Sebagaimana dilansir dari Detikcom pada Jumat (1/5/2026), Bima menjelaskan bahwa seorang kepala daerah wajib memiliki landasan nilai yang mendasar dalam menjalankan roda pemerintahan. Tanpa ideologi pembangunan yang jelas seperti prinsip ramah lingkungan dan inklusivitas, seorang pemimpin dinilai akan mudah goyah dalam mengambil keputusan.
"Jadi pemimpin itu harus punya ideologi. Harus punya pemikiran yang paling mendasar tentang nilai yang diyakini. Kalau enggak maka pemimpin itu akan terombang ambing," tegas Bima Arya Sugiarto, Wakil Menteri Dalam Negeri.
Mantan Wali Kota Bogor tersebut menambahkan bahwa ideologi yang kuat harus diimbangi dengan penurunan nilai ke dalam strategi yang nyata. Menurutnya, pemenuhan harapan publik merupakan tugas utama yang harus diwujudkan secara bertahap melalui langkah-langkah konkret di lapangan.
"Pemimpin itu kan adalah agen harapan. Kalau harapan itu enggak dipenuhi, selesai pemimpin itu. Karena itu istilah saya adalah mencicil harapan," ujar Bima Arya Sugiarto, Wakil Menteri Dalam Negeri.
Kemampuan mengelola berbagai kepentingan politik dan sosial juga menjadi poin yang disoroti oleh Bima. Ia mengingatkan bahwa setiap pemimpin harus memiliki batasan toleransi yang tegas agar tidak melanggar hati nurani dan nilai-nilai dasar yang dipegang selama menjabat.
"Menjadi pemimpin itu harus punya ambang batas. Sejauh mana kita punya toleransi terhadap hal-hal yang tidak sesuai dengan hati nurani dan nilai," jelas Bima Arya Sugiarto, Wakil Menteri Dalam Negeri.
Selain faktor nilai personal, kesuksesan kepemimpinan disebut sangat bergantung pada kemampuan membangun dukungan dari kelas menengah hingga jajaran birokrasi. Bima menyatakan bahwa soliditas tim dan pemahaman terhadap karakter aparatur merupakan kunci utama dalam mengeksekusi program pembangunan secara efektif.

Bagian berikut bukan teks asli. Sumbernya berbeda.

PR #2429, opened 2026-07-27
fix: sign AWS Bedrock SigV4 over the backend endpoint host

kanurag94:
**Description**

AWS Bedrock backends whose endpoint is an interface VPC endpoint (`vpce-….bedrock-runtime.<region>.vpce.amazonaws.com`) or any custom host return `403 InvalidSignatureException` on every request. The extproc SigV4 signer builds the request it signs from the hardcoded `bedrock-runtime.<region>.amazonaws.com`, but Envoy's Backend host-rewrite puts the endpoint FQDN on the wire as `Host`. Bedrock recomputes the signature over the `Host` it receives, so it never matches.

This signs over the host Envoy actually sends upstream — the referenced Backend's FQDN:

- The controller resolves the Envoy Gateway `Backend` referenced by the AIServiceBackend and plumbs its FQDN via a new `filterapi.AWSAuth.Hostname`. The signer signs over that host, falling back to the region default when it's empty (so existing deployments are unchanged).
- The SigV4/STS region is derived from the Bedrock host when it is one, so a typo'd configured region (e.g. `us-east1`) can't break signing.
- The AIServiceBackend controller now watches `egv1a1.Backend`, so a Backend create or FQDN edit regenerates the extproc config instead of leaving the signing host stale.

**Related Issues/PRs**

This is an alternative to #2413, which addresses the same bug. Both change the same signing line; the difference is where the signing host comes from. #2413 reads it from request headers (`x-ai-eg-aws-signing-host`, then `:authority`, then `host`) gated by a `.amazonaws.com` suffix check. Those headers are client-reachable and not stripped at ingress, and at signing time `:authority` is the downstream gateway host rather than the upstream host — which is also why the earlier attempt (#2296, reverted in #2298) signed the wrong host.

| | #2413 | this PR |
|---|---|---|
| Signing host source | request headers (`x-ai-eg-aws-signing-host` / `:authority` / `host`) | controller-resolved Backend FQDN |
| Client can influence it | yes (headers not stripped at ingress) | no (control-plane only) |
| Guard | `.amazonaws.com` suffix check | none needed |
| AWS China / custom proxy | rejected by suffix check | works |
| Stale on FQDN edit | n/a | Backend watch requeues config |
| Region on typo'd config | unchanged | derived from the Bedrock host |
| Covered by fork-PR CI | no (asserts headers exist only) | yes (credential-free, recomputes SigV4) |

- Empty `Hostname` preserves the current behavior, so non-vpce deployments are unaffected.
- `bspToFilterAPIBackendAuth` allocates a fresh `BackendAuth` per backendRef, so the per-backend host is stamped in place; there's a comment noting this must copy-on-write if that ever becomes shared.
- Controller RBAC already grants `gateway.envoyproxy.io` access, so the Backend watch needs no RBAC change.
- Tests are credential-free so fork PRs actually exercise them (#2296 broke on main precisely because the credentialed e2e is skipped on forks): a backendauth test recomputes SigV4 independently and asserts the signature is over the vpce host and not the region default; a controller test asserts the reconciled filter config carries the Backend FQDN as the signing host; plus Backend-FQDN resolution and the Backend→AIServiceBackend requeue mapping.

### DIFF
--- a/internal/backendauth/aws.go
+++ b/internal/backendauth/aws.go
@@ -13,6 +13,7 @@ import (
 	"fmt"
 	"net/http"
 	"os"
+	"regexp"
 	"strings"
 	"time"
 
@@ -29,6 +30,9 @@ type awsHandler struct {
 	credentialsProvider aws.CredentialsProvider
 	signer              *v4.Signer
 	region              string
+	// hostname is the upstream endpoint host to sign over. Empty falls back to the
+	// region-default bedrock-runtime.<region>.amazonaws.com.
+	hostname string
 }
 
 func newAWSHandler(ctx context.Context, awsAuth *filterapi.AWSAuth) (filterapi.BackendAuthHandler, error) {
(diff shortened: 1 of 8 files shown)


kanurag94:
Closing in favor of #2416, which fixes the same bug with a stronger design: the signing host comes from per-endpoint cluster metadata rather than being resolved once at config-build time, so it also covers weighted/multi-endpoint clusters (which this PR can't). I've left two suggestions there drawn from this PR — deriving the SigV4 region from the host, and a recompute-SigV4 test to pin the signed host in CI.

PR #2433, opened 2026-07-27
fix: allow `include_thoughts` + `thinking_level` together for Gemini 3.x

hustxiayang:
**Description**
For GCP Vertex Gemini models, the gateway could not send `thinking_level` and `include_thoughts` in the same request. As a result, callers using `reasoning_effort` (which maps to `thinking_level`) could **never** receive thought summaries (`reasoning_content`), even though Gemini 3.x returns them when both fields are set. 

This pr is to allow a separate bool value: `include_thoughts` to determine whether it returns the thought summary.

```python
client.chat.completions.create(
    model="gemini-3.5-flash",
    messages=[...],
    reasoning_effort="high",                 # depth  -> ThinkingLevel  (unchanged for all models)
    extra_body={"include_thoughts": True},   # opt-in summary -> IncludeThoughts  (new, Gemini-only)
)
```

This would not break existing interface. There is a bit duplication with the budget setup, but it's fine as the budget setup is deprecating.


gavrissh:
We should document this somewhere? because the gemini spec expects to be sent within thinking_config?

```
 extra_body={
        "google": {
            "thinking_config": {
                "include_thoughts": True,
            }
        }
    }
```

PR #2434, opened 2026-07-27
fix: fix tool-search in response api

hustxiayang:
**Description**

Currently, ai-gateway did not recognize `tool_search_call` and `tool_search_output` in responses input/output item unions. This caused two errors:

1. When parsing a response output item for a non-streaming request, ai-gateway can fail a valid upstream response with:  `unknown_type_field_value_'tool_search_call'_for_response_output_item_union`
This is because the response output union does not know that type, parsing hits the output-union default error: https://github.com/envoyproxy/ai-gateway/blob/6722cca8d33896c4464c12f2de5aaf1238a569b6/internal/apischema/openai/openai.go#L6452.  For streaming requests, this error is not visible because ai-gateway skips SSE event decode errors.

2. When parsing a later request that resends prior output items as `input`, ai-gateway would reject the request with:
`cannot unmarshal unknown input type: tool_search_call` This is because response input union does not know that type: https://github.com/envoyproxy/ai-gateway/blob/6722cca8d33896c4464c12f2de5aaf1238a569b6/internal/apischema/openai/openai.go#L3984

**Fix** Add `tool_search_call` and `tool_search_output` to both unions.
**Other Schema Items Added**:
- `additional_tools`
- `compaction_trigger`
- `computer_call_output`
- `custom_tool_call_output`
- `mcp_approval_response`


aabchoo:
@hustxiayang could you please fix the tests

hustxiayang:
@aabchoo this is due to an independent pr https://github.com/envoyproxy/ai-gateway/pull/2459 added some field. Would update it.

aabchoo (approved):

PR #2441, opened 2026-07-28
fix: emit dynamic metadata on error responses for access-log attribution

### LINKED ISSUE #2440: extproc: error responses lose all LLM access-log dimensions (backend/model/tokens incl. reasoning_tokens)
## Summary

When an upstream LLM returns a non-2xx response (4xx/5xx), the Envoy access log loses every LLM-specific dimension: `gen_ai.provider.name`, `gen_ai.response.model`, and all `gen_ai.usage.*` token fields (input/output/total/reasoning) are emitted as `null`, even though the request was successfully routed to a backend (`upstream_host` is populated).

This defeats the main purpose of the LLM access log for exactly the requests operators most need to debug — failed calls — and specifically nullifies the `gen_ai.usage.reasoning_tokens` field that was just surfaced for reasoning models.

## Reproduction

Run `aigw run` against any OpenAI-compatible backend and send a request the upstream rejects (e.g. an unsupported model):

```
curl -s -X POST http://localhost:1975/v1/chat/completions \
  -H "Authorization: Bearer $OPENAI_API_KEY" \
  -d '{"model":"gpt-4o-mini","messages":[{"role":"user","content":"hi"}]}'
```

The upstream returns 400. The resulting access log line:

```
{"gen_ai.provider.name":null,"gen_ai.request.model":"gpt-4o-mini","gen_ai.response.model":null,
 "gen_ai.usage.input_tokens":null,"gen_ai.usage.output_tokens":null,"gen_ai.usage.reasoning_tokens":null,
 "response_code":400,"upstream_host":"104.21.69.189:443", ...}
```

`upstream_host` proves the request reached a backend, but `provider.name` / `response.model` / every usage token is null. Compare with a 200 response where the same fields are fully populated.

## Root cause

`internal/extproc/processor_impl.go`, `ProcessResponseBody`:

When the response status is not 2xx (`!isGoodStatusCode(code)`), the method calls `u.translator.ResponseError(...)` and returns early, before the `buildDynamicMetadata(...)` call that runs only on the success path. As a result `resp.DynamicMetadata` stays nil for error responses, so `backend_name`, `ai_service_backend_name`, `model_name_override`, `route_name`, and all token-cost keys are never written to dynamic metadata — which the access log `%DYNAMIC_METADATA(io.envoy.ai_gateway:...)%` expressions then read as null.

The contract is even documented as intentional in the `buildDynamicMetadata` doc comment: "It is not called for failed requests or partial responses." But `backend_name` and `model_name_override` are already known at request time (`SetBackend`) and do not depend on a successful response body, so there is no reason to withhold them from the access log on errors.

## Impact

- Operators cannot attribute failed LLM calls to a backend or route from the access log alone.
- For reasoning models (gpt-5.x, o-series), failed calls produce no `reasoning_tokens` (nor input/output) in the access log, the field recently surfaced for visibility.
- Quota/rate-limit consumers are unaffected today because the stream-done `hits_addend` reads the token cost, which is 0 on error — so emitting the metadata on errors would not charge quota (the per-token addend is 0).

## Suggested fix

On the error branch of `ProcessResponseBody`, when `body.EndOfStream` is true and request costs are configured, call `buildDynamicMetadata(...)` with `responseModel=""` (error responses carry no model) and attach it to `resp.DynamicMetadata`, mirroring the success path. `response_model` stays absent (it is only emitted when non-empty), while `backend_name` / `model_name_override` / `route_name` / token costs (0) become available to the access log.

The token-cost values are 0 on errors (no tokens were consumed), so the rate-limit `hits_addend` remains 0 — no quota behavioral change, only access-log observability.

Aias00:
**Description**

When an upstream LLM returns a non-2xx response, ProcessResponseBody returns
early after translator.ResponseError and never calls buildDynamicMetadata.
resp.DynamicMetadata stays nil, so the access log reads every LLM dimension as
null for failed requests: gen_ai.provider.name, gen_ai.response.model, and all
gen_ai.usage.* token fields (input/output/total/reasoning), even though the
request was routed to a backend (upstream_host is populated).

This defeats the access log for exactly the requests operators most need to
debug, and nullifies gen_ai.usage.reasoning_tokens for failed reasoning-model
calls.

backend_name and model_name_override are known at request time (SetBackend) and
do not depend on a successful response body, so withholding them on errors is
unjustified.

## Fix

On the error branch of ProcessResponseBody, when body.EndOfStream and request
costs are configured, call buildDynamicMetadata with responseModel empty and
attach it to resp.DynamicMetadata, mirroring the success path. Updated the
buildDynamicMetadata doc comment accordingly.

- Token costs are 0 on errors (no tokens consumed), so the rate-limit
  stream-done hits_addend (which reads the cost via quotaHitsAddend) stays 0:
  observability only, no quota behavioral change.
- response_model stays absent on errors because error responses carry no model
  (buildDynamicMetadata only emits it when non-empty).

## Test

Added a subtest "non-2xx status emits dynamic metadata at end of stream"
asserting backend_name, ai_service_backend_name, model_name_override, route_name
are present and token costs are 0, response_model absent, on a 500 response.

go test ./internal/extproc/... passes.

## Verified live

aigw run against an OpenAI-compatible backend, sending a request the upstream
rejects (gpt-4o-mini, 400):

Before: gen_ai.provider.name=null, gen_ai.usage.input_tokens=null,
gen_ai.usage.output_tokens=null, gen_ai.usage.reasoning_tokens=null
(upstream_host present).

After: gen_ai.provider.name="default/openai/route/aigw-run/rule/0/ref/0",
gen_ai.usage.input_tokens=0, gen_ai.usage.output_tokens=0.

reasoning_tokens is null on this branch only because the reasoning cost rule
itself is added by a separate change (#2438); once configured, it follows the
same path and will read 0 on errors instead of null.

Fixes #2440

### DIFF
--- a/internal/extproc/processor_impl.go
+++ b/internal/extproc/processor_impl.go
@@ -521,7 +521,7 @@ func (u *upstreamProcessor[ReqT, RespT, RespChunkT, EndpointSpecT]) ProcessRespo
 		}
 		// Mark so the deferred handler records failure.
 		recordRequestCompletionErr = true
-		return &extprocv3.ProcessingResponse{
+		resp := &extprocv3.ProcessingResponse{
 			Response: &extprocv3.ProcessingResponse_ResponseBody{
 				ResponseBody: &extprocv3.BodyResponse{
 					Response: &extprocv3.CommonResponse{
@@ -530,7 +530,34 @@ func (u *upstreamProcessor[ReqT, RespT, RespChunkT, EndpointSpecT]) ProcessRespo
 					},
 				},
 			},
-		}, nil
+		}
+		// Emit dynamic metadata at end of stream so failed requests still carry
+		// backend_name / model_name_override / route_name / token costs (0) in the
+		// access log. backend_name and model_name_override are known from the request
+		// phase (SetBackend), so unlike token usage they do not depend on a successful
+		// response body. Token costs are 0 on errors (no tokens consumed), so the
+		// rate-limit stream-done hits_addend stays 0 — observability only, no token
+		// quota charge (verified by an e2e in tests/e2e/backend_quota_ratelimit_test.go).
+		// responseModel is empty because error responses carry no model.
+		//
+		// If a CEL cost expression fails to evaluate here, skip emitting metadata
+		// and log rather than failing the response: the access log simply stays
+		// null for this request, same as for any failed request without costs.
+		// (Note: llmcostcel.NewProgram sanity-checks each expression at all-zero
+		// token counts — the exact state of a failed request — so division-by-zero
+		// on zero tokens is already rejected at program creation; this guard is
+		// defensive against any other CEL runtime error.)
+		if body.EndOfStream && u.parent.config != nil &&
+			(len(u.parent.config.GlobalRequestCosts) > 0 || len(u.parent.config.RequestCosts) > 0) {
+			metadata, mdErr := buildDynamicMetadata(u.parent.config.GlobalRequestCosts, u.parent.config.RequestCosts, &u.costs, u.requestHeaders, u.backendName, u.routeName, internalapi.ResponseModel(""))
+			if mdErr != nil {
+				u.logger.Warn("failed to build dynamic metadata for error response, skipping access-log metadata",
+					slog.Any("error", mdErr))
+			} else {
+				resp.DynamicMetadata = metadata
+			}
+		}
+		return resp, nil
 	}
 
 	newHeaders, newBody, tokenUsage, responseModel, err := u.translator.ResponseBody(u.responseHeaders, decodingResult.reader, body.EndOfStream, u.parent.span)
@@ -816,9 +843,12 @@ func evalRuntimeRequestCost(rc *filterapi.RuntimeRequestCost, costs *metrics.Tok
 }
 
 // buildDynamicMetadata creates metadata for rate limiting and cost tracking.
-// This function is called by the upstream filter only at the end of the stream (body.EndOfStream=true)
-// when the response is successfully completed. It is not called for failed requests or partial responses.
-// The metadata includes token usage costs and model information for downstream processing.
+// This function is called by the upstream filter only at the end of the stream
+// (body.EndOfStream=true), on both successful and failed responses. For failed
+// responses (non-2xx), token costs are 0 (no tokens were consumed) and
+// responseModel is empty, but backend_name / model_name_override / route_name
+// are still emitted so the access log can attribute failed requests. The metadata
+// includes token usage costs and model information for downstream processing.
 // Two-tier precedence: for each metadataKey, check route-scoped requestCosts first (matching RouteName == routeName).
 // If found, use it. Otherwise, fall back to globalRequestCosts. If neither exists, the key is not emitted.
 func buildDynamicMetadata(globalRequestCosts []filterapi.RuntimeGlobalRequestCost, requestCosts []filterapi.RuntimeRequestCost, costs *metrics.TokenUsage, requestHeaders map[string]string, backendName, routeName, responseModel string) (*structpb.Struct, error) {
--- a/internal/extproc/processor_impl_test.go
+++ b/internal/extproc/processor_impl_test.go
@@ -399,6 +399,168 @@ func Test_chatCompletionProcessorUpstreamFilter_ProcessResponseBody(t *testing.T
 		mm.RequireRequestFailure(t)
 	})
 
+	// Verify failed (non-2xx) responses still emit dynamic metadata at end of
+	// stream so the access log can attribute them to backend/model/route. Token
+	// costs are 0 since no tokens were consumed. See issue #2440.
+	t.Run("non-2xx status emits dynamic metadata at end of stream", func(t *testing.T) {
+		inBody := &extprocv3.HttpBody{Body: []byte("error-body"), EndOfStream: true}
+		mm := &mockMetrics{}
+		mt := &mockTranslator{
+			t: t, expResponseBody: inBody,
+			retHeaderMutation: []internalapi.Header{{"foo", "bar"}},
+			retBodyMutation:   []byte("error-body"),
+		}
+		p := &chatCompletionProcessorUpstreamFilter{
+			translator: mt,
+			metrics:    mm,
+			parent: &chatCompletionProcessorRouterFilter{
+				config: &filterapi.RuntimeConfig{
+					RequestCosts: []filterapi.RuntimeRequestCost{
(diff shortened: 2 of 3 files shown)


nacx:
@kanurag94 can you take a look?

internal/extproc/processor_impl.go
```diff
@@ -530,7 +530,23 @@ func (u *upstreamProcessor[ReqT, RespT, RespChunkT, EndpointSpecT]) ProcessRespo
...
+		// Emit dynamic metadata at end of stream so failed requests still carry
+		// backend_name / model_name_override / route_name / token costs (0) in the
+		// access log. backend_name and model_name_override are known from the request
+		// phase (SetBackend), so unlike token usage they do not depend on a successful
+		// response body. Token costs are 0 on errors (no tokens consumed), so the
+		// rate-limit stream-done hits_addend stays 0 — observability only, no quota
+		// behavioral change. responseModel is empty because error responses carry no model.
+		if body.EndOfStream && u.parent.config != nil &&
+			(len(u.parent.config.GlobalRequestCosts) > 0 || len(u.parent.config.RequestCosts) > 0) {
+			metadata, mdErr := buildDynamicMetadata(u.parent.config.GlobalRequestCosts, u.parent.config.RequestCosts, &u.costs, u.requestHeaders, u.backendName, u.routeName, internalapi.ResponseModel(""))
```
kanurag94, line 552: I am worried about division by zero for CEL expressions since input_tokens/ total_tokens can become 0 now and this will error. Can you see if we can skip and log it confidently instead of returning an error?

internal/extproc/processor_impl.go
```diff
@@ -530,7 +530,23 @@ func (u *upstreamProcessor[ReqT, RespT, RespChunkT, EndpointSpecT]) ProcessRespo
...
 				},
 			},
-		}, nil
+		}
+		// Emit dynamic metadata at end of stream so failed requests still carry
+		// backend_name / model_name_override / route_name / token costs (0) in the
+		// access log. backend_name and model_name_override are known from the request
+		// phase (SetBackend), so unlike token usage they do not depend on a successful
+		// response body. Token costs are 0 on errors (no tokens consumed), so the
+		// rate-limit stream-done hits_addend stays 0 — observability only, no quota
```
kanurag94: The `hits_addend` stays 0, but I don't think the descriptor stays out of it.

`baseDescriptorActions()` builds the stream-done entry from the `ai_service_backend_name` and `model_name_override` metadata keys and neither action sets `default_value` or `skip_if_absent`, so today those keys are absent on a non-2xx and Envoy never populates that descriptor - no stream-done ratelimit call goes out at all.
After this change all three keys are present (`quota_cost` renders as "0" since the controller injects the quota cost expression as an LLMRequestCost), so the `apply_on_stream_done` entry will fire on every failed request.

Can we get an e2e confirming a 500 doesn't decrement quota?

internal/extproc/processor_impl_test.go
```diff
@@ -399,6 +399,55 @@ func Test_chatCompletionProcessorUpstreamFilter_ProcessResponseBody(t *testing.T
 		mm.RequireRequestFailure(t)
 	})
 
+	// Verify failed (non-2xx) responses still emit dynamic metadata at end of
+	// stream so the access log can attribute them to backend/model/route. Token
+	// costs are 0 since no tokens were consumed. See issue #2440.
+	t.Run("non-2xx status emits dynamic metadata at end of stream", func(t *testing.T) {
+		inBody := &extprocv3.HttpBody{Body: []byte("error-body"), EndOfStream: true}
+		mm := &mockMetrics{}
+		mt := &mockTranslator{t: t, expResponseBody: inBody,
```
kanurag94:
```suggestion
		mt := &mockTranslator{
			t: t, expResponseBody: inBody,
```

internal/extproc/processor_impl_test.go
```diff
@@ -399,6 +399,55 @@ func Test_chatCompletionProcessorUpstreamFilter_ProcessResponseBody(t *testing.T
...
+		// the access log reads 0 instead of null.
+		require.Equal(t, float64(0), fields["input_token_usage"].GetNumberValue())
+		require.Equal(t, float64(0), fields["output_token_usage"].GetNumberValue())
+		require.Equal(t, float64(0), fields["reasoning_token_usage"].GetNumberValue())
+		// Error responses carry no model; response_model must be absent (not "").
+		_, ok := fields["response_model"]
+		require.False(t, ok)
+		mm.RequireRequestFailure(t)
+	})
+
```
kanurag94, line 451: Can you please add:

1. Case with `EndOfStream: false` asserting we don't emit metadata
2. Case with `GlobalRequestCosts`

internal/extproc/processor_impl.go
Aias00: Good catch. The error path now logs a warning and skips emitting metadata instead of returning the error: `if mdErr != nil { u.logger.Warn(...); } else { resp.DynamicMetadata = metadata }`.

One nuance worth noting: `llmcostcel.NewProgram` sanity-checks every CEL expression at all-zero token counts (cel.go), which is the exact state of a failed request (the error path never parses tokens, so all costs stay 0). So a division-by-zero on zero tokens is already rejected at program creation time, before it can ever reach the error path. The log-and-skip guard is defensive against any other CEL runtime error (e.g. unsigned integer overflow), and there is now a unit test that pre-sets costs to trigger such an overflow and asserts the response still succeeds with nil metadata.

internal/extproc/processor_impl.go
Aias00: You are right — the stream-done descriptor does fire on failed requests now, whereas before it never did (backend_name/model_name_override were absent). The token-cost hits_addend is still 0, so no token quota is charged, but the descriptor is sent.

To confirm the user-visible effect is unchanged, I added an e2e in tests/e2e/backend_quota_ratelimit_test.go: "non-2xx response does not charge token quota". It makes the upstream return 500 with a body claiming 100 total_tokens, then asserts the next request still succeeds (200). If those 100 tokens were charged, the 10-token-per-hour limit would be exceeded and the next request would 429. CI runs this as part of Test_Examples_BackendQuotaRateLimit.

internal/extproc/processor_impl_test.go
Aias00: Applied, thanks.

internal/extproc/processor_impl_test.go
Aias00: Added both:
1. "non-2xx status does not emit metadata before end of stream" — EndOfStream:false, asserts res.DynamicMetadata is nil.
2. "non-2xx status emits global request costs" — uses GlobalRequestCosts (OutputToken + TotalToken) and asserts the keys are present with 0 and backend_name is set.

Also added "non-2xx status skips metadata on CEL error" covering the skip-and-log path above.

PR #2444, opened 2026-07-28
fix(tracing): don't record an empty streaming model as llm.model_name

### LINKED ISSUE #2443: Streaming chat-completion spans record empty llm.model_name when the first SSE chunk carries no model
_Description_:

For streaming chat completions, the OpenInference span's `llm.model_name` attribute is silently overwritten with an empty string whenever the upstream's first SSE chunk doesn't carry a model name. This happens deterministically with Azure OpenAI / Azure AI Foundry backends, which send a leading content-filter "prologue" chunk with `model:""` before the chunk that actually names the model.

| | Non-streaming | Streaming (Azure OpenAI backend) |
|---|---|---|
| `llm.model_name` on the span | correct, e.g. `gpt-5.4-nano-2026-03-17` | `""` (empty) |
| Cost attribution in an OpenInference consumer (e.g. Arize Phoenix) keyed on `llm.model_name` | correct | null — no price row matches an empty model |
| Token counts (prompt/completion) | correct | correct — unaffected |

**Root cause**

Confirmed at both `v1.0.0` and current `main` (identical line numbers on both):

1. `internal/tracing/openinference/openai/request_attrs.go:36` — `buildRequestAttributes` sets `llm.model_name` from the *request-time* model (`chatRequest.Model`). This is applied via `span.SetAttributes(...)` in `RecordRequest`, `internal/tracing/openinference/openai/chat_completion.go:59`. At this point the attribute is correct.
2. For streaming, `RecordResponseChunks` (`chat_completion.go:63-69`) calls `convertSSEToJSON(chunks)`, which at `internal/tracing/openinference/openai/sse_converter.go:112` builds the aggregated response with `Model: firstChunk.Model` — it unconditionally takes the model from the *first* SSE chunk, with no check for it being non-empty.
3. That aggregated response is passed to `RecordResponse` (`chat_completion.go:77-91`), which calls `buildResponseAttributes` (`response_attrs.go:20-22`) — this **unconditionally** appends `attribute.String(openinference.LLMModelName, resp.Model)` — and then does a second `span.SetAttributes(attrs...)` at `chat_completion.go:90`.

Because OTel span attributes are last-write-wins, step 3's `SetAttributes` call overwrites the correct value set in step 1 with whatever `resp.Model` is — which, per step 2, is whatever the *first* SSE chunk carried, empty or not.

Notably, the Responses API path in the same file already guards against this: `buildResponsesResponseAttributes` (`response_attrs.go:177-181`) only appends the attribute `if resp.Model != ""`. The Chat Completions streaming path (`buildResponseAttributes`, used by both the non-streaming and streaming-aggregated-to-JSON code paths) does not have the same guard.

**Trigger**

Azure OpenAI / Azure AI Foundry backends emit a leading SSE chunk carrying content-filter results with `"model":""` and no `choices`, before the chunk(s) that carry the actual generation and model name. `convertSSEToJSON`'s `firstChunk`/model-capture logic (`sse_converter.go:29-40`) takes the very first chunk seen, so this prologue chunk's empty model wins.

**Precedent**

The same class of bug — first/request model blindly overriding the response's authoritative model — was already identified and fixed for **metrics** (not tracing) in issue #1218 ("metrics: response.model label should use the model name in the response body if available"), fixed by PR #1219 ("feat(metrics): use authoritative model from response and test with otel", merged 2025-09-25) and PR #1230 ("feat(metrics): track original model separately from overridden request model", merged 2025-10-01). Both first shipped in `v0.4.0`. Neither PR touched the OpenInference tracing package, so the SSE-aggregation path (`sse_converter.go`) and the Chat Completions response-attribute path (`response_attrs.go`) were never brought in line with that fix.

**OpenInference reference behavior**

The official Python instrumentation (`Arize-ai/openinference`, `python/instrumentation/openinference-instrumentation-openai/src/openinference/instrumentation/openai/_response_attributes_extractor.py`) only emits the model attribute when it's truthy:

```python
if model := getattr(completion, "model", None):
    yield SpanAttributes.LLM_MODEL_NAME, model
```

An empty/falsy model is never yielded, so it can never clobber an already-correct attribute. This Go implementation's unconditional write in `buildResponseAttributes` diverges from that reference behavior.

**Impact**

Any OpenInference-consuming observability backend that keys cost calculation off `llm.model_name` (e.g. Arize Phoenix) gets **null cost for all streaming chat-completion traffic proxied through Azure OpenAI / Azure AI Foundry backends**. This is deterministic (100% of streaming requests through those backends), not intermittent, since the content-filter prologue chunk is always first in the stream.

**Environment**

- envoyproxy/ai-gateway: reproduced against `v1.0.0` and current `main` (`sse_converter.go` / `response_attrs.go` unchanged between the two for the relevant lines).
- Backend: Azure OpenAI / Azure AI Foundry, streaming chat completions (`stream: true`).
- OpenInference consumer: Arize Phoenix (any OpenInference consumer keying cost on `llm.model_name` is equally affected).

A fix is proposed in a companion PR: it captures the first *non-empty* model across all SSE chunks (rather than only the first chunk), and adds the same `resp.Model != ""` guard to `buildResponseAttributes` that `buildResponsesResponseAttributes` already has.

jeremypng:
**Description**

On streaming chat completions, `convertSSEToJSON` took the model from the first SSE chunk only. Azure OpenAI's leading content-filter chunk carries `model:""`, so the span's `llm.model_name` was overwritten with an empty string (the request-time value is last-write-lost), breaking cost attribution in OpenInference consumers.

This fixes it by capturing the first *non-empty* model across all SSE chunks in the stream, so a leading empty-model chunk (or any later chunk reporting a different value) can't clobber it. It also adds the same `resp.Model != ""` guard to `buildResponseAttributes` that `buildResponsesResponseAttributes` already has for the Responses API path, so an empty response model can never overwrite the request-time `llm.model_name` attribute.

This intentionally differs from the translator's `streamingResponseModel` (used for metrics), which takes the **last** non-empty value across the stream. For tracing, taking the **first** non-empty value is a defensive choice: it means a later, possibly-anomalous chunk (e.g. a routed fallback reporting a different model) can't silently override the model that was already correctly captured earlier in the stream.

Two behavioral guarantees after this change:
- Streamed spans carry the upstream-resolved model as soon as any chunk in the stream reports one, regardless of chunk order.
- An empty model value never overwrites the request-time `llm.model_name` value, on either the streaming or non-streaming Chat Completions path.

Fixes #2443

- Test coverage added (`internal/tracing/openinference/openai`):
  1. `TestBuildResponseAttributesEmptyModelOmitsModelName` (`response_attrs_test.go`) — an empty response model must not emit `llm.model_name` at all.
  2. `sse_converter_test.go`, case "model from first non-empty chunk (Azure content-filter prologue)" — model comes from the first chunk that actually carries one, skipping the empty-model prologue chunk.
  3. `sse_converter_test.go`, case "model retains first non-empty value even if a later chunk differs" — a later chunk reporting a different model does not override the first non-empty value.
- Commit is signed off (DCO) per CONTRIBUTING.md.
- Generative AI disclosure: this fix and its tests were prepared with AI assistance (Claude); I've reviewed and understand the change and take full ownership of it, per CONTRIBUTING.md's generative AI policy.


nacx (approved):
Thanks!

johnugeorge:
LGTM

"Poin yang ingin saya sampaikan adalah, bagi seorang pemimpin, ada waktunya untuk menjadi kakak, menjadi adik, menjadi teman. Tapi ada saatnya untuk menjadi bapak yang tegas dan tega. Pemimpin itu sebaik-baik pun tetap harus punya killer instinct. Harus tega demi satu prinsip. Harus berani demi nilai-nilai yang diyakini," pungkas Bima Arya Sugiarto, Wakil Menteri Dalam Negeri.